With icy fingers and hidden hands,
an unseen face footless stands.
Awaiting the cough of their next guest,
no’s no answer for their request.
“Follow me; your time has come,
the path is short, the feeling’s numb.
Two packs a day gives you early admission.
Your time with me is but a transition.”
The reaper laughed at their instructions,
fearing not their many abductions.
They said the pain would fade away,
but how long they wouldn’t say.
I gasped for breath, not wanting to go.
Why must it be now I didn’t know.
I said I quit the smokes a few weeks back.
“I’ve only a cold so please cut me some slack.”
They laughed again at my poor excuse.
Saying my line was long but I choose the noose.
I begged and pleaded to be set free.
They replied that they had a deal for me.
I said “that’s great”, not having a clue.
They then told me all the things I must do.
Their list was long but I happily agreed.
I’d now do anything, if to only be freed.
They said they’d go but they’d leave a scar.
Then a loud scary cry was heard from afar.
The reaper then vanished and I lay alone,
reflecting on the habits I’m prone.
A new day’s begun and life’s the more dear.
The clock’s still ticking but the ends not so near.
I bargained with death but won’t press my luck.
And my future’s now brighter, no longer a schmuck.
I like to smoke but I don’t know why.
I spend lots of money and want to cry.
I’ve burned lots of clothes, now I just sigh.
I’ve bummed from strangers even though I’m shy.
I’ve smoked cigars, but butts good bye.
I know smoke a pipe, looks good with a tie.
I can’t smoke on planes, so I don’t fly.
It makes me cough but I don’t get high.
I became addicted in the blink of an eye.
I stole packs from my parents, thought I was sly.
I shared them with friends, how cool was I.
I’ve hidden it from family just like a spy.
But if you need a light, I’m your guy.
If you need answers I’ll say don’t pry.
I can’t quit today so I won’t try.
Maybe tomorrow, but we know that’s a lie.
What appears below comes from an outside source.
PR #7455, opened 2024-09-03
Fix when GLFW_LIBRARY_NAME.get() is null.

tommyettinger:
This is a simple fix for the line:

Another day of quitting to quit,
another day to feel like a twit.
My morning had started pretty well,
but as the day warmed so did my hell.
So I jumped in my car to cool my head,
but took a wrong turn and to the store I sped.
I bought some milk and tobacco too.
Then I limped home and smoked till blue.
Tomorrow’s gladly another day.
I’ll rise optimistic with demons at bay.
Boiling water the urges will swell.
The heat will be on then back to hell.
Will I submit or stand and fight?
The battle lost the end’s in sight.
But now it’s to bed to dream as I do.
Will there be many or be just a few?
Touched by humility with time to wait and see.
Humorously dashed to experiment in honesty.
Words can be precise but only when alone.
Much like life itself, it’s dark and damp beneath the stone.
A curious squirrel climbs a lilac to explore my porch.
We both wonder why I’m here.
The squirrel retreated though not defeated.
It is they who won, I remain seated.
Less I digress, more to be sure.
Life changes on a dime, I left to write with only rhyme.
Chaka baby beckons beyond, nostalgic breath I’m fond.
Dancing in an imaginary chair, day’s gray, air just fair.
Nicotine lingers, perhaps to know this first.
Sinking, swimming and drowning and yet still the thirst.
Thoughts flood of minutes, days, weeks and years.
Words flow when controlled by the moon and a sea of tears.
Laughter waves at depths unfathomable.
And the ring of life is forever shareable.
Journeys don’t end when the seeing changes.
Time begins anew when life engages.
My mind is weary; it’s a pile of abstract fluff with no thoughts to puff.
But I’ll write again tomorrow, cos enough is never enough.